Start of Block

PR #185, opened 2024-04-13
Add count_and_get_url_template to github handler

nora-codecov:
Part of https://github.com/codecov/engineering-team/issues/1167, this is for Github calls, the other git providers will be added next.

We want to know who's making all these calls! So I added some Counters.

This is a first implementation - the strategy I picked was to increment the Counter before the code makes the request to github - it uses a helper function and technically could error out somewhere along the way before it actually makes the call. So you could argue that the Counters are counting intended requests, but hopefully errors between intent-to-call-github and actually making the outgoing request are low, and if not, at least they are logged.

The counts are named for the functions that call them, so we can trace a`Counter` back to the place in our code where it is being called.

An additional task got pulled into this pr - organize and track the github urls we are using, which made the lines in this pr balloon (sorry!). Writing the `Counter` code, I realized that the `urls` dict on the `Github` object was not being used - each function that called an endpoint had a url written as a str. I removed those, put them in a collection, and made them into str `Templates` - now every url has a counter and a template, the counter is incremented when the url is built.

I learned a bit from the Prometheus docs - each label value on a Counter is an individual object that will live and wait around to be incremented (and take up resources). I'm going to try initializing them all on startup, I think this is the right way to use Counters ([reference](https://prometheus.github.io/client_python/instrumenting/labels/)). Additionally, the docs say a Counter shouldn't have more than 10 labels ([reference](https://prometheus.io/docs/practices/instrumentation/#use-labels)), and this one is >50, so we will need to monitor prometheus performance around this deploy.

### DIFF
--- a/shared/torngit/base.py
+++ b/shared/torngit/base.py
@@ -50,33 +50,6 @@ class TorngitBaseAdapter(object):
         "xtend",
     )
 
-    def get_client(self, timeouts: List[int] = []) -> httpx.AsyncClient:
-        if timeouts:
-            timeout = httpx.Timeout(timeouts[1], connect=timeouts[0])
-        else:
-            timeout = httpx.Timeout(self._timeouts[1], connect=self._timeouts[0])
-        return httpx.AsyncClient(
-            verify=self.verify_ssl
-            if not isinstance(self.verify_ssl, bool)
-            else self.verify_ssl,
-            timeout=timeout,
-        )
-
-    def get_token_by_type(self, token_type: TokenType):
-        if self._token_type_mapping.get(token_type) is not None:
-            return self._token_type_mapping.get(token_type)
-        return self.token
-
-    def get_token_by_type_if_none(self, token: Optional[str], token_type: TokenType):
-        if token is not None:
-            return token
-        return self.get_token_by_type(token_type)
-
-    def _oauth_consumer_token(self):
-        if not self._oauth:
-            raise Exception("Oauth consumer token not present")
-        return self._oauth
-
     def __init__(
         self,
         oauth_consumer_token: OauthConsumerToken = None,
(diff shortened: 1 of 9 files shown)


shared/torngit/base.py
```diff
@@ -107,6 +80,33 @@ def __repr__(self):
...
+    def get_token_by_type_if_none(self, token: Optional[str], token_type: TokenType):
+        if token is not None:
+            return token
+        return self.get_token_by_type(token_type)
+
+    def _oauth_consumer_token(self):
+        if not self._oauth:
+            raise Exception("Oauth consumer token not present")
+        return self._oauth
+
```
nora-codecov, line 109: No changes in function here, just organization

shared/torngit/github.py
```diff
@@ -154,30 +425,30 @@ def get_api_url(cls):
...
         return self._token
 
-    @property
-    def api_host_header(self):
-        return self.get_api_host_header()
-
-    @property
-    def host_header(self):
-        return self.get_host_header()
-
```
nora-codecov, line 180: No functional changes to these `@property` methods, just organization

shared/torngit/github.py
```diff
@@ -37,6 +38,292 @@
...
+        "url_template": Template("/app/hook/deliveries/${delivery_id}/attempts"),
+    },
+    "refresh_token": {
+        "counter": GITHUB_API_CALL_COUNTER.labels(endpoint="refresh_token"),
+        "url_template": Template("/login/oauth/access_token"),
+    },
+    "make_http_call_retry": {
+        "counter": GITHUB_API_CALL_COUNTER.labels(endpoint="make_http_call_retry"),
+        "url_template": "",  # no url template, just counter
+    },
```
matt-codecov, line 62: nice

matt-codecov (approved):
awesome work! really excited to have these metrics!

End of Block

* _Required action_
Reproduce every line from the preceding data in which the word "https" can be found.

* _The answer_
Part of https://github.com/codecov/engineering-team/issues/1167, this is for Github calls, the other git providers will be added next.
I learned a bit from the Prometheus docs - each label value on a Counter is an individual object that will live and wait around to be incremented (and take up resources). I'm going to try initializing them all on startup, I think this is the right way to use Counters ([reference](https://prometheus.github.io/client_python/instrumenting/labels/)). Additionally, the docs say a Counter shouldn't have more than 10 labels ([reference](https://prometheus.io/docs/practices/instrumentation/#use-labels)), and this one is >50, so we will need to monitor prometheus performance around this deploy.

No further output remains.